Morning Action: Senate to Consider Unemployment Insurance After Recess
UNEMPLOYMENT INSURANCE. The Senate may consider unemployment insurance after the recess, and they expect to obtain a sufficient number of Republican votes (sub. req’d):
A bipartisan group of senators reached an agreement Thursday on a five-month extension of expanded jobless aid that appears to be headed toward passage later this month.
Sen. Jack Reed (D-RI) 10%, the top Democratic negotiator, and Sen. Dean Heller (R-NV) 56%, Reed’s GOP counterpart, announced a pact that would resume the unemployment benefits that expired at the end of 2013 and provide retroactive payments to those whose benefits were cut off. The five-month extension carries an estimated cost of about $9.7 billion, and participants said it was fully offset by spending cuts or revenue-raising measures.
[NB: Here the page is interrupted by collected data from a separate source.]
PR #134, opened 2025-05-31
Fix for multi-server, same name tools

shaunak99:
Currently, if you connect multiple servers and if they have the same toolNames, this leads to a conflict and overwrites the latest toolName, leading to a conflict. This is particularly challenging when connecting to multiple Saiki agents that are running as mcp servers. 

This fix resolve that by adding a server name at the beginning when there are multiple tools with the same name.

### DIFF
--- a/src/core/client/manager.ts
+++ b/src/core/client/manager.ts
@@ -11,12 +11,13 @@ export class MCPClientManager {
     private clients: Map<string, IMCPClient> = new Map();
     private connectionErrors: { [key: string]: string } = {};
     private toolToClientMap: Map<string, IMCPClient> = new Map();
+    private serverToolsMap: Map<string, Map<string, IMCPClient>> = new Map();
+    private toolConflicts: Set<string> = new Set();
     private promptToClientMap: Map<string, IMCPClient> = new Map();
     private resourceToClientMap: Map<string, IMCPClient> = new Map();
     private confirmationProvider?: ToolConfirmationProvider;
 
     constructor(confirmationProvider?: ToolConfirmationProvider) {
-        // If a confirmation provider is passed, use it, otherwise use the default implementation
         this.confirmationProvider = confirmationProvider ?? new CLIConfirmationProvider();
     }
 
@@ -40,6 +41,8 @@ export class MCPClientManager {
         const client = this.clients.get(clientName);
         if (!client) return;
 
+        this.serverToolsMap.delete(clientName);
+
         [this.toolToClientMap, this.promptToClientMap, this.resourceToClientMap].forEach(
             (cacheMap) => {
                 for (const [key, mappedClient] of cacheMap.entries()) {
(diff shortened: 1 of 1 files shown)


src/core/client/manager.ts
```diff
@@ -49,74 +52,148 @@ export class MCPClientManager {
...
         }
 
-        // Cache prompts, if supported
+        // Cache prompts and resources (unchanged)
         try {
             const prompts = await client.listPrompts();
             prompts.forEach((promptName) => {
                 this.promptToClientMap.set(promptName, client);
             });
-            logger.debug(`Cached prompts for client: ${clientName}`);
```
rahulkarajgikar: keep, don't delete. this is a useful log

src/core/client/manager.ts
```diff
@@ -49,74 +52,148 @@ export class MCPClientManager {
...
             logger.debug(`Skipping prompts for client ${clientName}: ${error}`);
         }
 
-        // Cache resources, if supported
         try {
             const resources = await client.listResources();
             resources.forEach((resourceUri) => {
                 this.resourceToClientMap.set(resourceUri, client);
             });
-            logger.debug(`Cached resources for client: ${clientName}`);
```
rahulkarajgikar: keep, don't delete. this is a useful log

src/core/client/manager.ts
```diff
@@ -49,74 +52,148 @@ export class MCPClientManager {
...
+        // Update main tool map - remove conflicted tools
+        for (const conflictedTool of this.toolConflicts) {
+            this.toolToClientMap.delete(conflictedTool);
+        }
+    }
+
     private async updateClientCache(clientName: string, client: IMCPClient): Promise<void> {
-        // Cache tools
+        const serverTools = new Map<string, IMCPClient>();
+        this.serverToolsMap.set(clientName, serverTools);
```
rahulkarajgikar, line 160: @coderabbitai what is the point of these 2 lines? i'm not understanding what this.serverTooldMap is doing here - why is the key just a map. can you explain how this works?

src/core/client/manager.ts
```diff
@@ -49,74 +52,148 @@ export class MCPClientManager {
...
+            const actualToolName = toolName.substring(firstUnderscoreIndex + 1);
+
+            // Find server by matching prefix
+            for (const [serverName, serverTools] of this.serverToolsMap.entries()) {
+                const normalizedServerName = serverName.replace(/[^a-zA-Z0-9]/g, '_');
+                if (normalizedServerName === serverPrefix && serverTools.has(actualToolName)) {
+                    return serverTools.get(actualToolName);
+                }
+            }
+        }
```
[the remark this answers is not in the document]
rahulkarajgikar: agree, we should have a better way of figuring out if a tool is server prefixed or not
this is very brittle and 90%+ of tools will have underscores

what do you suggest? since this goes directly into the LLM we also don't want to add too much fluff in the function name, let's keep that in mind.

we should have a function for checking if a tool name has been "server prefixed" and rely on that to provide this check and/or a function that returns the actual tool name given any name.


i think some better primitives would help here

src/core/client/manager.ts
```diff
@@ -267,23 +332,20 @@ export class MCPClientManager {
...
      * Get all registered clients
-     * @returns Map of client names to client instances
      */
     getClients(): Map<string, IMCPClient> {
         return this.clients;
     }
 
     /**
      * Get the errors from failed connections
-     * @returns Map of server names to error messages
```
rahulkarajgikar: keep this

src/core/client/manager.ts
```diff
@@ -267,23 +332,20 @@ export class MCPClientManager {
 
     /**
      * Get all registered clients
-     * @returns Map of client names to client instances
```
rahulkarajgikar: keep this

src/core/client/manager.ts
```diff
@@ -267,23 +332,20 @@ export class MCPClientManager {
...
      * Get the errors from failed connections
-     * @returns Map of server names to error messages
      */
     getFailedConnections(): { [key: string]: string } {
         return this.connectionErrors;
     }
 
     /**
      * Disconnect and remove a specific client by name.
-     * @param name The name of the client to remove.
```
rahulkarajgikar: keep

src/core/client/manager.ts
```diff
@@ -49,74 +52,148 @@ export class MCPClientManager {
...
+                            ...toolDef,
+                            description: toolDef.description
+                                ? `${toolDef.description} (via ${serverName})`
+                                : `Tool from ${serverName}`,
+                        };
+                    }
+                }
+            }
+        }
+
```
rahulkarajgikar: would it make sense to inverse this logic?

essentially we know we only have to iterate through all the names in this.toolConflicts - these are the conflicted tools

so maybe it could reduce search complexity if we iterated first through all the names in toolConflicts?

@coderabbitai is this correct, or would the time complexity be the same either way?

src/core/client/manager.ts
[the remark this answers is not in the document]
rahulkarajgikar: makes sense! checking if a tool name is in the conflicts map is a reliable way of determining if it actually is server prefixed or not

src/core/client/manager.ts
rahulkarajgikar: cool, this makes sense. thanks!

src/core/client/manager.ts
```diff
@@ -49,74 +52,148 @@ export class MCPClientManager {
...
+            if (count > 1) {
+                this.toolConflicts.add(toolName);
+            }
+        }
+
+        // Update main tool map - remove conflicted tools
+        for (const conflictedTool of this.toolConflicts) {
+            this.toolToClientMap.delete(conflictedTool);
+        }
+    }
```
rahulkarajgikar: @coderabbitai could we optimize this? 

the problem here is that each time any client cache is cleared we rebuild the entire tool conflicts each time.
having a rebuild method is fine, but for the case of clearClientCache - technically we only need to remove conflicting tool if a client is removed.

so ideally, we would first check which client is removed, see if any tool of that server/client is a reason for conflict, and simply remove that. although an edge case could be if 3 or more servers all had the same tool name - this wouldn't work but a rebuild is more robust.

now that i think of this, it seems like rebuilding should be fine, we mostly wont have more than 100 tools anyway

what do you think?

rahulkarajgikar: alright let's keep this the way it is

src/core/client/manager.ts
rahulkarajgikar: got it

src/core/client/manager.ts
rahulkarajgikar: yes, getAllTools() is a hot path used on every LLM invocation so performance would matter

shaunak99:
@coderabbitai review

shaunak99:
@rahulkarajgikar need this to be fixed for enabling multi-agent systems like in #219 or else `chat_with_agent` has conflicts

shaunak99:
True but the question comes do you change this nomenclature internally or upon connection? 

This would only solve this for internal use cases where saiki agents are being used. But for a situation where you have two servers, say `server_1` & `server_2` that both expose `search()` as a function, you need to be able to map the `search()` function to the right server when executing. In our current code, this would have always executed the first function.

So you still need some delimiter based on logic or equivalent solution like this to decompose and call the relevant function. The LLM would see it as something like `server_1_search()` and `server_2_search()` as it does even now. Choice of delimited should also be such that it reduces chances of failed parsing as initially suggested by coderabbit. 

Ideally, we should have generic logic to handle this across server instead of fitting it for saiki specific agents. A better solution to this overall can definitely be explored, but is needed for sure.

Democrats earlier rejected Heller’s $9.7 billion proposal (S 2097) for a five-month extension of expanded unemployment compensation because of its offsets. They specifically attacked a key $3.2 billion offset that would deny full jobless aid to recipients of federal disability payments.
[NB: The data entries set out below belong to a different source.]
PR #153, opened 2025-06-16
updated storage backend

shaunak99:
Allows each agent instance to have an independent storage backend

## Summary by CodeRabbit

- **Documentation**
  - Updated usage examples to reflect the new storage initialization API.

- **Refactor**
  - Simplified storage management by removing deprecated singleton functions.
  - Introduced a new method to create multiple independent storage manager instances.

Democrats set aside efforts to move their own $12 billion proposal (S 2077) to extend expanded jobless aid for six months. That would have been offset through the use a rare procedural tool called directed scoring to capture savings from the new farm programs reauthorization (PL 113-79). Republicans had strongly opposed that approach to paying for an extension.
OBAMACARE. Democrats and Obamacare supporters have come to the defense of President Obama’s delay of the individual mandate provision of the health care law for some individuals (sub. req’d):
Nonetheless, supporters also say the Obama administration’s recent pattern of implementation postponements preserves the overhaul’s fundamental architecture and will not have a major long-term impact. And some say the newest delay — which is the extension of a policy PresidentBarack Obama announced in November — may help smooth out the process for some Americans.
“There certainly are worse things than allowing more time to transition,” said Sara Rosenbaum, a professor at George Washington University’s School of Public Health and Health Services and a supporter of the overhaul. “The basic integrity of the law obviously remains.”
Ron Pollack, executive director of Families USA and a supporter of the law, dismissed that comparison. Cantor wants to fundamentally change the law’s architecture, which is not what Obama is doing, he argued.
The Heritage Foundation explains this delay is not really going to fix anything, and will in fact cause more confusion for consumers.
UKRAINE. Senators are poised to act on a Ukraine assistance bill after next week’s recess (sub. req’d):
Majority Leader Sen. Harry Reid (D-NV) 13%, filed cloture on the motion to proceed to the bill (S 2124) that would provide loan guarantees and $150 million in economic assistance to Ukraine. It also would impose sanctions and guarantee the International Monetary Fund has the resources to assist Ukraine.
Reid said action on the measure would be the first order of business when the Senate returns March 24 from its weeklong recess.
Reid filed cloture after Sen. John Barrasso (R-WY) 57%, objected to a request to set up a vote on passage of the measure. Barrasso said provisions in the bill that would change U.S. contributions to the IMF are unnecessary.
The bill would authorize a $63 billion increase to the U.S. contribution to the International Monetary Fund’s quota and rescind an equal amount from U.S. contributions to an IMF account set up after the 2008 financial crisis to provide stability.
Half the cost of the funding change, estimated by the Congressional Budget Office to be about $315 million, would be offset by rescissions in Defense Department procurement accounts. The other half would be paid for through rescissions in State Department accounts for international development and security assistance, as well as the Export-Import Bank’s subsidy appropriation.
The IMF quota increase would trigger changes agreed to in 2010 to give more power to developing countries, such as China, India and Brazil, and would double the IMF’s financial resources. However, the changes would not affect the United States’ dominant position at the fund, as it would still be the only country with enough shares to have an effective veto over decisions.